The concept of a self-driving or autonomous vehicle is immensely exciting. Consider the benefits – vehicles optimise amongst themselves and the space on the road in real time to find the most effective path between the point of departure and the point of arrival. If the surroundings remain static and no other objects are on the roads, except the vehicles themselves and their occupants, this is a no-brainer from the technology and innovation point of view. The vehicles can steer themselves amongst each other in real time and collisions cannot happen.
So where is the catch?
Real-life does not allow such perfect conditions. Visibility changes, surroundings change, objects of all sorts can intrude, and vehicles themselves may get altered. Intelligent recognition systems need to be trained to recognise and react to a vast range of situations and objects, while the surroundings themselves vary.

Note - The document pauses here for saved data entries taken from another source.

Issue #3431, opened 2022-09-10
wgsl: add way to get special values for a given numeric type (e.g. max, min, lowest)


dneto0:
Since infinity and NaN can't be relied upon, it would be useful to have an easy way to get special values for specific types.
E.g. max value, min value, lowest (smallest positive number, including subnormal), lowest normal number.
Things like max and min are useful as seed values for reductions.

A few ideas:
* Use predeclared names like FLT_MAX, etc like in C. That uses a lot of names.
* Create `@const` functions for them, e.g.  `max<f32>()`
* Create a `@const` `limit` function whose first template parameterization is a context-dependent name, e.g.:
    * `limit<max,f32>()`   is like FLT_MAX
    * `limit<min,f32>()` is like FLT_MIN
    * `limit<lowest,f32>()` is like C++ `std::numeric_limits::lowest<f32>`
    * Since subnormals might be flushed to zero, `limit<lowest_normal,f32>()` could be useful too as a more portable thing

We can't spell abstract types, and we want to keep the ability to expand the range of the abstract numeric types.  So consider carefully whether to make this feature for them.

dneto0:
@ben-clayton suggested wording like `highest<f32>` `lowest<f32>` `smallest<f32>`.  He dislikes `min` and `max` as confusing.

kdashg:
<details><summary><a href="https://github.com/gpuweb/gpuweb/wiki/wgsl-2022-09-20-minutes#wgsl-add-way-to-get-special-values-for-a-given-numeric-type-eg-max-min-lowest-3431-">WGSL 2022-09-20 Minutes</a></summary>

* DN: Because inf and nan is not reliable, and want to have max, want the most negative or positive thing would be nice to have way to say that. C has macros, c++ has stuff. Names are confusing. Some mechanism to do that would be nice, not dogmatic on what that is.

The more learnings that intelligent systems go through, the better will be their ability to make the right and safe decisions. And then there is the legal imbroglio! If an incident does occur – who is responsible, the autonomous vehicle that did not know how to react or the invading party or the human on board who did not take control of the vehicle.
According to Dr Florian Baumann at Dell Technologies, teaching autonomous vehicles to drive is incredibly data and compute intensive and requires secure and cost-effective data management. The limitations of artificial intelligence and ability of the algorithms to respond to unfamiliar scenarios is one current drawback. Mobility leaders need to assemble teams with sufficient expertise to create the differentiating algorithms.
Sensor responses to environmental changes, like weather and terrain is another drawback. Improvement of performance and increased efficiency of sensors and radars are crucial research areas.
The first agreement between more than 50 countries on regulations for vehicles to take over control was made in June 2020. This agreement includes in-vehicle black box that records when the automated driving functionality is activated. By 2030 there will be 250 million electric vehicles, 90 million autonomous vehicles and 1 SB of data generated.
Adds Ravi Suri at KPMG, from a technical perspective, the limitations lie in inability to identify surroundings accurately and decision-making capabilities of an autonomous vehicle. Perception equates to vision and the limitation lies in the vehicle’s inability to identify surroundings accurately. A vehicle may be unable to understand how to move around unidentified objects in their way.
The best autonomous vehicle systems today, incorrectly perceive the surrounding environment once every tens of thousands of hours. There needs to be a large focus on creating redundancies in the perception system using cameras, radar, and LIDAR. Highly detailed maps of the environment will make it easier for such cars to process their surroundings. Advanced Drive Assistance systems have been created to ensure safety of the vehicle through automated functions of the driver.
Human perception and their uptake of the autonomous vehicle is one of the biggest limitations facing the industry. It may be people’s readiness in adapting to the new norm of transportation which will present a challenge. One of the most critical aspects of self-driving is legislation. It may be difficult to identify who will be held liable for accidents caused by such vehicles. There is a no clear-cut definition of who is the driver, which makes it difficult to determine party responsible.
Autonomous vehicles are a special challenge because they are an exception to the current day rule, when both humans and machines are drivers. Comments Gurmeet Kaur and Stephan Appt at Pinsent Masons, new laws are required to adapt current rules from being driver centric to enabling both humans and machines to operate a vehicle in public traffic.
Even the latest technologies do not yet allow fully autonomous driving in all environmental and living conditions. There is lack of standards and testing facilities that would allow autonomous functionalities to be adequately tested. Governments and other stakeholders around the world are in the process of formulating such requirements.
Transmission and storage of vast amounts of data resulting from operation of connected and autonomous vehicle is a challenge. Artificial intelligence that helps vehicles maneuver through traffic is still in the process of learning how humans behave. With regard to e-vehicles there are still certain operational drawbacks, including a limited distance-travelling capacity.
Moving to the cloud, Oracle’s second-generation Cloud Infrastructure offers autonomous features around its database and security offerings. In the future, managing the cloud will become as complex as managing today’s large-scale compute, networking and storage datacentre infrastructures. Self-running and self-optimising are the way forward to manage complexity and this is a key differentiator for Oracle’s present-day cloud platform offering.